The study results indicate that stability of the sitting position alters the perceived difficulty of the exercise task. This difference in perceived difficulty is related to IO muscle thickness, which potentially indicates greater recruitment of that muscle in an attempt to stabilize the lumbar spine. The perceived difficulty of the task is usually an important factor that influences the choice of an exercise. According to the present results, the AHM in sitting on a stable surface might be chosen as an exercise position for people of all levels of ability and with low back pain who want to improve their TrA activation. On the other hand, the AHM with hip flexion should be chosen for those who want to increase activation of both the TrA and IO muscles despite its perceived difficulty.

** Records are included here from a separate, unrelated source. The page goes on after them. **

PR #914, opened 2018-06-29
releasing-v1.6.0

subotic:


subotic:
@benjamingeer should be a quick review :-)

subotic:
thanks :-)

subotic:
ah, crap. need to wait for the tests to pass. we need to make them run faster. the unwritten rule is no longer than 15 minutes. just enough time to get a cup of coffee.

benjamingeer:
I think I've found a computer that's fast enough to run our tests in a reasonable amount of time: https://www.energy.gov/articles/summit-supercomputer-ranked-fastest-computer-world

subotic:
I hope so ;-)

PR #920, opened 2018-07-04
guiOrder corrections

SepidehAlassi:
- added the missing guiOrder to properties
- corrected indentations


SepidehAlassi:
@subotic travis build fails due to error installing ruby 2.5.1
screenshot 2018-07-05 09 18 54
Can you please check this?

SepidehAlassi:
@tobiasschweizer just changed cardinalities of couple of properties in beol-onto based on #929. Creating the birthplace resource although a nice idea would mean changing the already existing xml files for nameIndex which I really don't want to do. So I prefer changing the maxCardinality of properties in ontology. a very small change to review!

tobiasschweizer:
Looks ok!

PR #934, opened 2018-07-12
fix (webapi): crash during import test

### LINKED ISSUE #932: Knora crashes during import load test
Running the `load_test` from https://github.com/dhlab-basel/knora-tests crashes Knora. This should never happen. If something goes wrong, then a request can return an error, but Knora should keep on running.

### LINKED ISSUE #935: Travis build fails because GraphDB runs out of heap space
https://travis-ci.org/dhlab-basel/Knora/jobs/403155085

screen shot 2018-07-12 at 17 43 30

This is from https://github.com/dhlab-basel/Knora/pull/927

subotic:
### Summary

- [x] update `akka-actor` and akka-http`
- [x] remove blocking calls in `Authenticator`
- [x] refactor all routes to resolve the `UserADM` future
- [x] downgrade GraphDB to 8.5.0 on Travis to see if heap memory error occur

### Issues

- resolves #932 
- resolves #935


.travis.yml
```diff
@@ -30,7 +30,7 @@ env:
     - CHROME_BIN=google-chrome-stable
     - GDB_HEAP_SIZE="2G"
     - TAG=${TRAVIS_BRANCH//\//-}
-    - GRAPHDB_VERSION="8.6.0-se"
+    - GRAPHDB_VERSION="8.5.0-se"
```
benjamingeer: Could you possibly send Ontotext a message to ask them about the increased memory requirements of 8.6 and whether there's anything we can do about that?

webapi/src/main/scala/org/knora/webapi/routing/v1/CkanRouteV1.scala
```diff
@@ -38,21 +39,23 @@ object CkanRouteV1 extends Authenticator {
...
-                    val limit: Option[Int] = params.get("limit").map(_.toInt)
-                    val info: Boolean = params.getOrElse("info", false) == true
-                    val requestMessage = CkanRequestV1(project, limit, info, userProfile)
 
-                    RouteUtilV1.runJsonRoute(
+                    val requestMessage = for {
+                        userProfile <- getUserADM(requestContext)
+                        params = requestContext.request.uri.query().toMap
+                        project: Option[Seq[String]] = params.get("project").map(_.split(","))
+                        limit: Option[Int] = params.get("limit").map(_.toInt)
```
benjamingeer: I think it's great to make all this code non-blocking. A question: in some cases (like here) you've put all the route processing in a `Future` using a `for` comprehension. But in other cases (like in `GroupsRouteADM`), the request parameters are processed outside the `Future`, and the `Future` is created only at the end of the route. I know that currently, if a route throws an exception, the exception is handled by an Akka exception handler. Does that change now that the code is in a `Future`? For example, on this line, what happens if `toInt` throws an exception? Is the exception handled differently from how it was handled before?

webapi/src/main/scala/org/knora/webapi/routing/RouteUtilV2.scala
```diff
@@ -153,7 +153,7 @@ object RouteUtilV2 {
     /**
       * Sends a message to a responder and completes the HTTP request by returning the response as TEI/XML.
       *
-      * @param requestMessage   a future containing a [[KnoraRequestV2]] message that should be sent to the responder manager.
+      * @param requestMessageF  a future containing a [[KnoraRequestV2]] message that should be sent to the responder manager.
```
benjamingeer: Since `runRdfRoute` is now called only by `runRdfRouteWithFuture`, you could make `runRdfRoute` private.

.travis.yml
subotic: yes, wanted to do that.

webapi/src/main/scala/org/knora/webapi/routing/v1/CkanRouteV1.scala
subotic: good question. just tryied it out:

this call:
```
http://localhost:3333/v1/ckan?limit=one
```

produces this response:

```
{
    "status": 4,
    "error": "java.lang.NumberFormatException: For input string: \"one\""
}
```

So it down's matter if it is thrown here `userProfile <- getUserADM(requestContext)` or here `limit: Option[Int] = params.get("limit").map(_.toInt)`.

subotic: It is not refactored the same everywhere. After the first few routes, I got tired of doing it and looked for the quickest possible way :-)

webapi/src/main/scala/org/knora/webapi/routing/RouteUtilV2.scala
subotic: done

.travis.yml
subotic: I think that we can reproduce this with the same set of GraphDB queries from #937.

subotic:
thanks for the review :-)

PR #948, opened 2018-07-18
Fix infinite recursion when generating XML schemas for bulk import

### LINKED ISSUE #944: timeout or java.lang.OutOfMemoryError when using  /v1/resources/xmlimportschemas/ for some ontologies
Sometimes I'm running into a problem when I'm using /v1/resources/xmlimportschemas/ for the bulk-import. It seems to occur with 'more complex' ontologies only, i.e. that are highly connected with other ontologies. Until now I tried to things:
 - to avoid a timeout error, I increased knora's timeout in 'application.conf'
 - I also increased the memory to avoid a java.lang.OutOfMemoryError ([ERROR] Uncaught error from thread [webapi-akka.actor.default-dispatcher-39]: GC overhead limit exceeded, shutting down JVM since 'akka.jvm-exit-on-fatal-error' is enabled for ActorSystem[webapi])

Like said before, I have no problems with some of our ontologies (e.g. agent, text, text-structure)
but with others (e.g. delille, drcs, kuno-raeber) I run into problems. It might be to do with knora and its memory usage, since I noticed, that the (graphdb-)queries run just fine (for delille this was done in one minute), but afterwards java/knora uses all CPU resources and drops out after some time (for delille after another 20 minutes).

I would be glad, if you can take a look at this problem. The used ontologies are attached to the issue.
Thank you very much in advance. 

[Ontologies.zip](https://github.com/dhlab-basel/Knora/files/2201891/Ontologies.zip)

benjamingeer:
This fixes an infinite recursion that could occur when following dependencies between ontologies. The solution (in `ResourcesRouteV1.getNamedGraphInfos`): don't get the same ontology twice.

Fixes #944.


sacha-alex:
Dear Ben,

  thank you very much for the fix. We have tested it against our ontologies and the bulk import is working, too. It resolves our problems completely.
Thanks again for the great and quick work.

Best,
Sascha

benjamingeer:
@subotic Can I merge this?

benjamingeer:
@subotic Great, thanks!

PR #950, opened 2018-07-18
fixes the small issues with facsimiles representations in BEOL

SepidehAlassi:


tobiasschweizer:
@SepidehAlassi It has just occurred to me that `beol:page` is used for the Meditationes and there is already a lot of data using this class.

We could use the `facsimile` class for LEOO (and BEBB), and still use the `page` for the Meditationes. Would that be ok?

SepidehAlassi:
@tobiasschweizer  I defined a new resource documentImage. Page and facsimiles are subclassof documentImage

PR #2377, opened 2023-01-10
test: Add tests for ZIO HTTP project routes

irinaschubert:
Co-Authored-By: Balduin Landolt <33053745+BalduinLandolt@users.noreply.github.com>
Co-Authored-By: Marcin Procyk <29251288+mpro7@users.noreply.github.com>

### Task Description/Number

Issue Number: DEV-

### Basic Requirements

### PR Type

- [x] Test: all about tests: adding, refactoring tests (no production code change)

- [ ] Yes
- [x] No

- [x] No


webapi/src/main/scala/org/knora/webapi/responders/admin/ProjectsService.scala
```diff
@@ -0,0 +1,71 @@
...
+import org.knora.webapi.messages.admin.responder.usersmessages.UserADM
+import org.knora.webapi.responders.ActorToZioBridge
+
+trait ProjectsService {
+  def getProjectsADMRequest(): Task[ProjectsGetResponseADM]
+  def getSingleProjectADMRequest(identifier: ProjectIdentifierADM): Task[ProjectGetResponseADM]
+  def createProjectADMRequest(
+    payload: ProjectCreatePayloadADM,
+    requestingUser: UserADM
+  ): Task[ProjectOperationResponseADM]
```
seakayone, line 20: Not entirely sure what the reasons for renaming were. IMHO, the signature of the methods suggest that this service should indeed be named `Rest…` service.

Indicators are: 
* The return values are all `*ResponseADM` instances. 
* The`createProjectADMRequest` takes a user as an argument

IMHO, we should aim at separation of concerns and reflect that in the names of our new components.
I.e. `*Route`s handle mostly presentation logic; `Rest*Service`s handle aggregation of business logic calls as well as permissions mapping; `*Service`s  contain business logic; `*Repo`s handle persistence.

Wdyt?

webapi/src/main/scala/org/knora/webapi/messages/admin/responder/projectsmessages/ProjectsMessagesADM.scala
```diff
@@ -511,6 +511,11 @@ sealed trait ProjectIdentifierADM { self =>
       case ShortnameIdentifier(value) => Some(value.value)
       case _                          => None
     }
+  def valueAsString: String = self match {
```
seakayone, line 514: What is the point of adding this method?

The exact same implementation is already present as `org.knora.webapi.messages.admin.responder.projectsmessages.ProjectIdentifierADM#getId`

webapi/src/test/scala/org/knora/webapi/responders/admin/ProjectsServiceLiveSpec.scala
```diff
@@ -0,0 +1,172 @@
...
+      _ <- projectsService.provide(bridge)
+    } yield assertTrue(true)
+  }
+
+  val getProjectByIdSpec = suite("get project by identifier")(
+    test("get project by shortcode") {
+      val identifier = ProjectIdentifierADM.ShortcodeIdentifier
+        .fromString("0001")
+        .getOrElse(throw new Exception("invalid shortcode"))
+      val projectsService =
```
seakayone, line 75: This is not the service but rather a zio containing the response of `getSingleProjectADMRequest`, isn't it?

webapi/src/test/scala/org/knora/webapi/responders/admin/ProjectsServiceLiveSpec.scala
```diff
@@ -0,0 +1,172 @@
...
+        ZIO
+          .serviceWithZIO[ProjectsService](_.getSingleProjectADMRequest(identifier))
+          .provideSome[ActorToZioBridge](layers)
+      val bridge = ActorToZioBridgeMock.AskAppActor
```
seakayone, line 79: Would be nice to have speaking name for this mock layer.

webapi/src/test/scala/org/knora/webapi/responders/admin/ProjectsServiceLiveSpec.scala
```diff
@@ -0,0 +1,172 @@
...
+object ProjectsServiceLiveSpec extends ZIOSpecDefault {
+
+  private val expectNoInteraction = ActorToZioBridgeMock.empty
+
+  val layers = ZLayer.makeSome[ActorToZioBridge, ProjectsService](ProjectsService.live)
+
+  /**
+   * Creates a [[ProjectADM]] with empty content or optionally with a given ID.
+   */
+  private def getProjectADM(id: String = "") =
```
seakayone, line 41: The parameter is never used, this could be a `val`, which would make reading the references further down much clearer.

seakayone (changes requested):

webapi/src/main/scala/org/knora/webapi/responders/admin/ProjectsService.scala
BalduinLandolt: This happened during the mob session, when we were all not sure, what the deal was with the `Rest*` name.

I fully agree that we should aim at separation of concerns and should reflect that in our naming. But for conventions to be meaningful, we should all know them. ;-)  
Also, as a personal matter of taste, I don't like `Rest*Service`. I can absolutely be happy about a prefix or a suffix based naming convention, but I don't like circumfix based naming conventions.

In any case, this sounds like a perfect case for a RFC, right?

But for now, this shouldn't block us from merging. Shall I revert the name change, or leave it as is for now?

webapi/src/main/scala/org/knora/webapi/messages/admin/responder/projectsmessages/ProjectsMessagesADM.scala
BalduinLandolt: true, overlooked this one. Will remove it

webapi/src/test/scala/org/knora/webapi/responders/admin/ProjectsServiceLiveSpec.scala
BalduinLandolt: right... it was used at some point, but then things changed

webapi/src/test/scala/org/knora/webapi/responders/admin/ProjectsServiceLiveSpec.scala
BalduinLandolt: done

webapi/src/test/scala/org/knora/webapi/responders/admin/ProjectsServiceLiveSpec.scala
BalduinLandolt: yes, technically this is not the ProjectsService itself but a ZIO that, provided an ActorToZioBridge, will call the method of the ProjectsService, that is under test. According to Fowler, that should be called `sut`, but I don't think that's more understandable, just more generic.  
But I'm open to naming suggestions.

seakayone (approved):

webapi/src/main/scala/org/knora/webapi/responders/admin/ProjectsService.scala
seakayone: `Rest*Service` is my suggestion and it is what we have used so far and what I am currently using in my other PR.

PR #2394, opened 2023-01-19
feat: expose PUT /admin/projects/iri/{project_iri} as ZIO HTTP route (DEV-1587)

irinaschubert:
### Task Description/Number

Issue Number: DEV-1587

### Basic Requirements

### PR Type

- [x] Feature: represents a new feature

- [ ] Yes
- [x] No

- [x] No


webapi/src/main/scala/org/knora/webapi/responders/admin/ProjectsResponderADM.scala
```diff
@@ -838,62 +819,67 @@ final case class ProjectsResponderADM(actorDeps: ActorDeps, cacheServiceSettings
...
 
-      _ = if (projectUpdatePayload.shortname.isDefined) {
-            val unescapedShortName: String = stringFormatter.fromSparqlEncodedString(projectUpdatePayload.shortname.get)
+      _ = projectUpdatePayload.shortname.map { shortname =>
+            val unescapedShortName: String = stringFormatter.fromSparqlEncodedString(shortname.value)
             if (updatedProject.shortname != unescapedShortName)
               throw UpdateNotPerformedException(
                 "Project's 'shortname' was not updated. Please report this as a possible bug."
               )
           }
```
seakayone, line 828: I support your effort in refactoring the code base into a more functional style.
However, when I read `map` I would generally expect a pure function to be used in its code block.
The `throw ...Exception` in the `map` code block is surprising at best. 

How about changing it to something like:
```scala
projectUpdatePayload.shortname
    .map(_.value)
    .map(stringFormatter.fromSparqlEncodedString)
    .filter(_ != updatedProject.shortname)
   .getOrElse(throw UpdateNotPerformedException("Project's 'shortname' was not updated. Please report this as a possible bug.")
```

webapi/src/main/scala/org/knora/webapi/responders/admin/ProjectsService.scala
```diff
@@ -77,19 +84,48 @@ final case class ProjectsServiceLive(bridge: ActorToZioBridge) extends ProjectsS
...
+   *
+   * @param projectIri           the [[IRI]] of the project
+   * @param payload              a [[ProjectUpdatePayloadADM]] instance
+   * @param requestingUser       the user making the request.
+   * @return
+   *     '''success''': information about the project as a [[ProjectOperationResponseADM]]
+   *
+   *     '''failure''': [[dsp.errors.NotFoundException]] when no project for the given IRI can be found
+   */
+  def changeProject(
```
seakayone, line 114: `ProjectUpdatePayloadADM` vs the method name `changeProject`. 
I think we should aim to keep the naming consistent. If the necessity exists to use different names I would like to limit the inconsistency in naming in the api/rest layer if possible.
wdyt?

webapi/src/main/scala/org/knora/webapi/routing/admin/ProjectsRouteZ.scala
```diff
@@ -82,11 +86,21 @@ final case class ProjectsRouteZ(
...
       iriDecoded            <- RouteUtilZ.urlDecode(iriUrlEncoded, s"Failed to URL decode IRI parameter $iriUrlEncoded.")
-      projectDeleteResponse <- projectsService.deleteProject(iriDecoded, requestingUser)
+      projectIri            <- Iri.ProjectIri.make(iriDecoded).toZIO
+      projectDeleteResponse <- projectsService.deleteProject(projectIri, requestingUser)
     } yield Response.json(projectDeleteResponse.toJsValue.toString())
+
+  private def changeProject(iriUrlEncoded: String, request: Request, requestingUser: UserADM): Task[Response] =
+    for {
+      iriDecoded            <- RouteUtilZ.urlDecode(iriUrlEncoded, s"Failed to URL decode IRI parameter $iriUrlEncoded.")
+      projectIri            <- Iri.ProjectIri.make(iriDecoded).toZIO
```
seakayone, line 99: The `make` function returns `Validation[ValidationException, ProjectIri]`. Shouldn't this error be mapped to a `BadRequestException` - here and above in the `deleteProject` case?

As far as I can see these cases are not tested, are they?

seakayone (changes requested):

webapi/src/it/scala/org/knora/webapi/responders/admin/ProjectsResponderADMSpec.scala
```diff
@@ -370,24 +370,27 @@ class ProjectsResponderADMSpec extends CoreSpec with ImplicitSender {
...
       "UPDATE a project" in {
+        val iri             = Iri.ProjectIri.make(newProjectIri.get).getOrElse(throw BadRequestException(""))
+        val updatedLongname = Name.make("updated project longname").getOrElse(throw BadRequestException(""))
+        val updatedDescription = ProjectDescription
+          .make(Seq(V2.StringLiteralV2("""updated project description with "quotes" and <html tags>""", Some("en"))))
+          .getOrElse(throw BadRequestException(""))
+        val updatedKeywords = Keywords.make(Seq("updated", "keywords")).getOrElse(throw BadRequestException(""))
+        val updatedLogo     = Logo.make("/fu/bar/baz-updated.jpg").getOrElse(throw BadRequestException(""))
+        val projectStatus   = ProjectStatus.make(true).getOrElse(throw BadRequestException(""))
+        val selfJoin        = ProjectSelfJoin.make(true).getOrElse(throw BadRequestException(""))
```
mpro7, line 381: Should it be empty `throw BadRequestException("")`?

webapi/src/main/scala/org/knora/webapi/routing/admin/ProjectsRouteADM.scala
```diff
@@ -238,17 +239,34 @@ class ProjectsRouteADM(routeData: KnoraRouteData)
         entity(as[ChangeProjectApiRequestADM]) { apiRequest => requestContext =>
           val checkedProjectIri =
             stringFormatter.validateAndEscapeProjectIri(value, throw BadRequestException(s"Invalid project IRI $value"))
+          val projectIri: ProjectIri =
+            ProjectIri.make(checkedProjectIri).getOrElse(throw BadRequestException(s"Invalid Project IRI"))
```
mpro7, line 243:
```suggestion
            ProjectIri.make(checkedProjectIri).getOrElse(throw BadRequestException(s"Invalid Project IRI."))
```

mpro7 (approved):
Looks OK.

webapi/src/main/scala/org/knora/webapi/responders/admin/ProjectsResponderADM.scala
irinaschubert: I really like your suggestion and I will apply it. For the simple values it is easy. What about more complex ones like `descriptions` of type `Seq` where you have a sequence that needs to be processed inside a map again. I came up with the code below (see also https://github.com/dasch-swiss/dsp-api/pull/2394/commits/aa17b20c037d6992cbd98e0abf291978fc7184ad) but it seems very hard to understand (because of the map inside the map). Do you maybe have any suggestion to improve it? I tried to model it inside a for comprehension but it doesn't look better to me.

```scala
_ = projectUpdatePayload.description
    .map(_.value)
    .map(_.map(d => V2.StringLiteralV2(stringFormatter.fromSparqlEncodedString(d.value), d.language)))
    .filter(updatedProject.description.diff(_).nonEmpty)
    .getOrElse(
        throw UpdateNotPerformedException(
            "Project's 'description' was not updated. Please report this as a possible bug."
        )
    )
```

webapi/src/main/scala/org/knora/webapi/responders/admin/ProjectsService.scala
irinaschubert: I totally agree, I planned to only use "update" in the new code but this one slipped through.. I adjusted the method name.

webapi/src/it/scala/org/knora/webapi/responders/admin/ProjectsResponderADMSpec.scala
irinaschubert: The `getOrElse` is only there to get the value out of the `Validation`. This is not supposed to fail in this test. But I agree that if something should fail in the future (because the definition / validation of the value objects changes), it would be more helpful to have meaningful error messages. I added them now.

webapi/src/main/scala/org/knora/webapi/routing/admin/ProjectsRouteADM.scala
irinaschubert: "Invalid Project IRI" is not a sentence, grammatically. So, I think the dot can be omitted. But I checked other error messages and there doesn't seem to be a consistenccy. So, I just leave it as it is.

webapi/src/main/scala/org/knora/webapi/routing/admin/ProjectsRouteZ.scala
irinaschubert: Absolutely.
Regarding tests, you are right, until now we don't have negative tests at all for the ported routes. I will add them.

irinaschubert: Aha, I've just realized that the methods that would have to be tested in order to test these unhappy cases are private. The `ProjectsRouteZSpec` tests the `ProjectService` call which is inside these private methods. @seakayone do you still think these cases need to be tested? I'm obviously still unsure about the unit of unit tests..

irinaschubert: I added negative tests for updating projects. I will add them for the other use cases (routes), too. But in a separate PR.

seakayone (approved):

One limitation of this study was that all of the subjects were young and healthy and without pain. The study results may not be applicable to other groups such as older people or those with low back pain. The motivation and learning ability of the subjects might have also influenced the results. Further studies are needed to measure the thickness of all parts of the TrA and its relationship to other muscles surrounding the hip and lumbar spine.

TrA muscle thickness was influenced by the AHM rather than by hip flexion regardless of stability of the sitting position. Sitting on a stable surface should be chosen as the ideal position for the optimal activation pattern for abdominal muscles that induce TrA muscle activation while suppressing the IO muscle. The AHM with hip flexion might be chosen for maximizing the activation of both the TrA and IO muscles even though its perceived difficulty is increased.